Uhm, 3K purges 50-200 times a day seem too many for banner updates. How about reducing the TTL through the Cache-Control header instead?

Another question is: is there any way to do this more efficiently with wildcards or regexes? As far as I can tell, Varnish can only do that for bans, and what we want here is a purge, which is what our infrastructure handles, anyway... Is that correct?

That's correct, PURGEs are issued against specific URLs and do not support wildcards/regexes. We've started working on XKey support, which would help a lot here, but are currently swamped and have no hard timeline for full production support yet.

ema moved this task from Triage to Caching on the Traffic board.Mar 14 2017, 11:55 AM

Uhm, 3K purges 50-200 times a day seem too many for banner updates. How about reducing the TTL through the Cache-Control header instead?

OK, thanks for the input! The default cache time is already pretty low (10 minutes)...

@Pcoombe, @DStrine, what if we limit the automatic post-save purge to the language of the user who edited the banner? That would reduce the number of URLs to purge by an order of magnitude or so (so, hopefully OK for our infrastructure) and might cover most use cases--what do you think?

We could then add a control in the UI to purge banners for specific languages on demand. What do you think?

PURGEs are issued against specific URLs and do not support wildcards/regexes. We've started working on XKey support, which would help a lot here, but are currently swamped and have no hard timeline for full production support yet.

Cool! Sounds fun!! :)

@AndyRussG That sounds fine to me.

I'm cool with this too. thanks!

ema added a comment.Mar 16 2017, 11:01 AM

If I understand the main issue at hand correctly, the goal here is to make sure that developers can quickly test their changes in production. Wouldn't it be better in general to do that in a development environment (beta labs or similar)?

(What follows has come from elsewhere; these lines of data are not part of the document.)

PR #1411, opened 2026-08-06
fix: trigger ACE based on workflow (OSIDB-4972, OSIDB-5307, OSIDB-5312)

Elkasitu:
Instead of being based solely on changes to the components field, it now requires the workflow_name to be "DEFAULT" (we skip rejected, embargoed and manual workflows) and at least in "TRIAGE" state so that we're sure all the required bits are available.

### DIFF
--- a/apps/ace/signals.py
+++ b/apps/ace/signals.py
@@ -22,19 +22,36 @@ def schedule_sync_flaw_affects_on_components_change(sender, instance, **kwargs) 
     if kwargs.get("raw"):
         return
 
-    update_fields = kwargs.get("update_fields")
-    if update_fields is not None and "components" not in update_fields:
-        return
-
     new_list = list(instance.components or [])
 
     if instance._state.adding:
-        components_changed = True
-    else:
-        old_list = list(Flaw.objects.get(pk=instance.pk).components or [])
-        components_changed = old_list != new_list
+        return
 
-    if not components_changed:
+    update_fields = kwargs.get("update_fields")
+    if (
+        update_fields is not None
+        and "components" not in update_fields
+        and "workflow_state" not in update_fields
+        and "workflow_name" not in update_fields
+    ):
+        return
+
+    db_flaw = Flaw.objects.get(pk=instance.pk)
+
+    if instance.workflow_name != "DEFAULT" or instance.workflow_state in (
+        "",
+        "NEW",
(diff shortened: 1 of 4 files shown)


apps/ace/signals.py
```diff
@@ -22,19 +22,36 @@ def schedule_sync_flaw_affects_on_components_change(sender, instance, **kwargs)
...
+
+    old_list = list(db_flaw.components or [])
+    components_changed = old_list != new_list
+    workflow_state_became_eligible = db_flaw.workflow_state in (
+        "",
+        "NEW",
+    ) and instance.workflow_state not in ("", "NEW", "DONE")
 
-    if not components_changed:
+    if not components_changed and not workflow_state_became_eligible:
```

Also, a simpler solution in prod would probably be setting Vary: Cookie in the response headers to make logged-in users bypass the cache. See the relevant varnish test case for an example of how that functionality works.

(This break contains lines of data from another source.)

PR #1415, opened 2026-08-07
Fix migrations

Elkasitu:


osidb/migrations/0260_cleanup_stale_alerts.py
```diff
@@ -108,32 +107,54 @@
...
+            WHERE name NOT IN %s
+            """,
+            [tuple(VALID_ALERT_NAMES)]
+        )
+        stale_count = cursor.fetchone()[0]
+
+        if stale_count == 0:
+            logger.info("No stale alerts found")
+            return
+
```
AlejandroMinaya, line 138: What is the benefit of performing this previous check? If the DELETE doesn't match any rows, then the `RETURNING name` would be of length zero, no?

osidb/models/flaw/label.py
AlejandroMinaya, line 1: My only concern with this redefinition is having to remember to override the field in new subclasses or divergence. What do you think about a mixin or a FlawLabel abstract subclass to inherit from?

AlejandroMinaya (approved):
LGTM just left some questions

osidb/models/flaw/label.py
Elkasitu: This is only needed for existing models/tables -- new subclasses wouldn't need the manual override as they'd have a `flawlabel_ptr` field pointing to a `flawlabel_ptr_id` column. This is documented in the relevant commit message.

osidb/migrations/0260_cleanup_stale_alerts.py
Elkasitu: The only benefit is an early return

Ejegg added a subscriber: Ejegg.Mar 16 2017, 11:17 PM

Wouldn't Vary: Cookie explode caching all over the place due to things like the last visit date?

Change 343267 had a related patch set uploaded (by Ema):
[operations/puppet] cache_text varnishtest: 'Vary: Cookie' and Non-Session cookies

https://gerrit.wikimedia.org/r/343267

Change 343267 merged by Ema:
[operations/puppet] cache_text varnishtest: 'Vary: Cookie' and Non-Session cookies

https://gerrit.wikimedia.org/r/343267

ema added a comment.Mar 17 2017, 10:47 AM

Wouldn't Vary: Cookie explode caching all over the place due to things like the last visit date?

Nope! The cache is bypassed only in case of requests with session/token cookies and responses with Vary: Cookie.

I've expanded the test case to also cover non-session cookies. Here is the VCL in case you're interested in the implementation details. :)

@DStrine @AndyRussG Can we prioritise working on this again once banner sequencing is done? It would be a considerable boost to our productivity if we can get faster previewing.

AndyRussG added a comment.EditedJun 22 2017, 5:55 PM

The most recent version of the change in Gerrit now only purges URLs for the user's language.

@ema This reduces the number of URLs to purge from 3000 to 6. Is purging 6 URLs about 50-200 times a day OK for our our infrastructure?

@Pcoombe @DStrine This means that Varnish will only be purged for the language configured in the account of the user saving the banner. While I think this may take care of a number of use cases, I imagine there will be many times when you wish to purge in a different language... Maybe for those situations, we could add some controls to purge for one specific language at a time?

Thanks!!!

Change 336237 merged by jenkins-bot:
[mediawiki/extensions/CentralNotice@master] Purge banner content from front-end cache on banner save

https://gerrit.wikimedia.org/r/336237

@Pcoombe can you verify if this is working?

Pcoombe closed this task as Resolved.Aug 16 2017, 8:06 PM

Yes, and life is much easier. Thanks!